Installation¶

🤗Datasets is tested on Python 3.6+.

You should install 🤗Datasets in a virtual environment. If you’re unfamiliar with Python virtual environments, check out the user guide. Create a virtual environment with the version of Python you’re going to use and activate it.

Now, if you want to use 🤗Datasets, you can install it with pip. If you’d like to play with the examples, you must install it from source.

Installation with pip¶

🤗Datasets can be installed using pip as follows:

pip install datasets

To check 🤗Datasets is properly installed, run the following command:

python -c "from datasets import load_dataset; print(load_dataset('squad', split='train')[0])"

It should download version 1 of the Stanford Question Answering Dataset, load its training split and print the first training example:

{'answers': {'answer_start': [515], 'text': ['Saint Bernadette Soubirous']}, 'context': 'Architecturally, the school has a Catholic character. Atop the Main Building\'s gold dome is a golden statue of the Virgin Mary. Immediately in front of the Main Building and facing it, is a copper statue of Christ with arms upraised with the legend "Venite Ad Me Omnes". Next to the Main Building is the Basilica of the Sacred Heart. Immediately behind the basilica is the Grotto, a Marian place of prayer and reflection. It is a replica of the grotto at Lourdes, France where the Virgin Mary reputedly appeared to Saint Bernadette Soubirous in 1858. At the end of the main drive (and in a direct line that connects through 3 statues and the Gold Dome), is a simple, modern stone statue of Mary.', 'id': '5733be284776f41900661182', 'question': 'To whom did the Virgin Mary allegedly appear in 1858 in Lourdes France?', 'title': 'University_of_Notre_Dame'}

If you want to use the 🤗Datasets library with TensorFlow 2.0 or PyTorch, you will need to install these seperately. Please refer to TensorFlow installation page and/or PyTorch installation page regarding the specific install command for your platform.

Installing from source¶

To install from source, clone the repository and install with the following commands:

git clone https://github.com/huggingface/datasets.git
cd datasets
pip install -e .

Again, you can run:

python -c "from datasets import load_dataset; print(load_dataset('squad', split='train')[0])"

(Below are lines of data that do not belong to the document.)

PR #327, opened 2024-07-01
Service mesh tab is loaded correctly after refresh

ferhoyos:
### Describe the change

If the user goes to a Service details page, clicks on the `Service Mesh` tab, and refreshes the page, the Service Mesh details page gets stuck on the service mesh content info even though the active tab is the default `Details` tab. This PR fixes the issue by properly setting the router basename.

### Steps to test the PR

1. In OpenShift 4.15, go to any service details page
2. Click on the `Service Mesh` tab
3. Refresh the page
4. Verify that the service mesh tab content is shown and the active tab is the `Service Mesh` one.

image

5. Verify that you can navigate correctly to the rest of the tabs of the Service Mesh.

image

### Automation testing

To avoid conflicts due to test refactorization in #323, a test scenario covering this issue will be added in that PR or in a separate PR.

### Issue reference

Fixes #325

PR #328, opened 2024-07-01
[v1.73] Service mesh tab is loaded correctly after refresh

ferhoyos:
Backport of PR #327 for branch v1.73

I have also fixed a small issue with `New Create` option in the Istio config list page with `all-namespaces` value.

### DIFF
--- a/plugin/src/openshift/utils/KialiIntegration.ts
+++ b/plugin/src/openshift/utils/KialiIntegration.ts
@@ -2,6 +2,7 @@ import { consoleFetchJSON } from '@openshift-console/dynamic-plugin-sdk';
 import { useHistory } from 'react-router-dom';
 import { refForKialiIstio } from './IstioResources';
 import { History } from 'history';
+import { setHistory } from 'app/History';
 
 export const properties = {
   // This API is hardcoded but:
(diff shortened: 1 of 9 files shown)


plugin/src/openshift/utils/KialiIntegration.ts
```diff
@@ -26,6 +27,14 @@ export const getPluginConfig = async function (): Promise<PluginConfig> {
   });
 };
 
+// Set the router basename where OSSMC page is loaded
+export const setRouterBasename = (pathname: string): void => {
+  const ossmConsoleIndex = pathname.indexOf('/ossmconsole');
```
josunect, line 32: I think that this plugin base name could be better defined as a constant, so it could be identified easily in case of change or used in other places.

josunect (commented):
The refresh of the Service Mesh page works as expected: 

image

But there are other routes that are incorrect, like <Create Traffic Policies> from the Overview: 

image

image

Or disable auto injection: 

image

Probably they are not related with this change but I think they should be fixed (Probably in a separate PR), or disabled

aljesusg:
We should backport this to 1.86 too

ferhoyos:
Yes, I will create the backport to 1.86 when this PR is reviewed and merged

plugin/src/openshift/utils/KialiIntegration.ts
ferhoyos: do you mean define `/ossmconsole` as a constant?

ferhoyos:
Thanks for the review @josunect. It is not related with this PR, but I have fixed the `Overview` link issues you mention.

plugin/src/openshift/utils/KialiIntegration.ts
josunect: Yes, right

josunect (approved):
Now these link are also fixed:

image

LGTM

Issue #325, opened 2024-06-28
Service details tab navigation gets stuck after a refresh


ferhoyos:
### Describe the bug

If the user goes to a Service details page, clicks on the `Service Mesh` tab, and refreshes the page, the Service Mesh details page gets stuck on the service mesh content info even though the active tab is the default `Details` tab. In this situation, the tab navigation is broken, and the user cannot see the rest of the Service tabs

### Expected Behavior

After a refresh, the page should display the same content as before the refresh, and the tab navigation should work as expected.

### What are the steps to reproduce this bug?

1. Go to any service details page
2. Click on the `Service Mesh` tab
3. Refresh the page
4. Verify that the service mesh tab content is shown even though the active tab is the `Details` one.

![image](https://github.com/kiali/openshift-servicemesh-plugin/assets/122779323/cba54fc6-8123-42a0-94cf-95ca3bdc61ed)

5. Verify that nothing is displayed when the user clicks on other tabs of the service details page.

![image](https://github.com/kiali/openshift-servicemesh-plugin/assets/122779323/bd189c7f-bd58-4665-a7d3-41c04b911b49)

### Environment

- **OSSMC/Kiali version:** Latest
- **OpenShift version:** 4.15
- **Istio version:** 1.22

ferhoyos:
The issue only happens with OpenShift 4.15+ and also affects v1.73.

PR #333, opened 2024-07-04
[v1.86] Service mesh tab is loaded correctly after refresh (#327)

ferhoyos:
Backport of PR #327 to version 1.86

Issue: #325


josunect (approved):
LGTM
image

I think there should be an issue the indicate the need to translate the Chinese missing strings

to check 🤗Datasets is properly installed.

With conda¶

🤗Datasets can be installed using conda as follows:

conda install -c huggingface -c conda-forge datasets

Follow the installation pages of TensorFlow and PyTorch to see how to install them with conda.

Caching datasets and metrics¶

This library will download and cache datasets and metrics processing scripts and data locally.

Unless you specify a location with cache_dir=... when you use methods like load_dataset and load_metric, these datasets and metrics will automatically be downloaded in the folders respectively given by the shell environment variables HF_DATASETS_CACHE and HF_METRICS_CACHE. The default value for it will be the HuggingFace cache home followed by /datasets/ for datasets scripts and data, and /metrics/ for metrics scripts and data.

The HuggingFace cache home is (by order of priority):

  • shell environment variable HF_HOME

  • shell environment variable XDG_CACHE_HOME + /huggingface/

  • default: ~/.cache/huggingface/

So if you don’t have any specific environment variable set, the cache directory for dataset scripts and data will be at ~/.cache/huggingface/datasets/.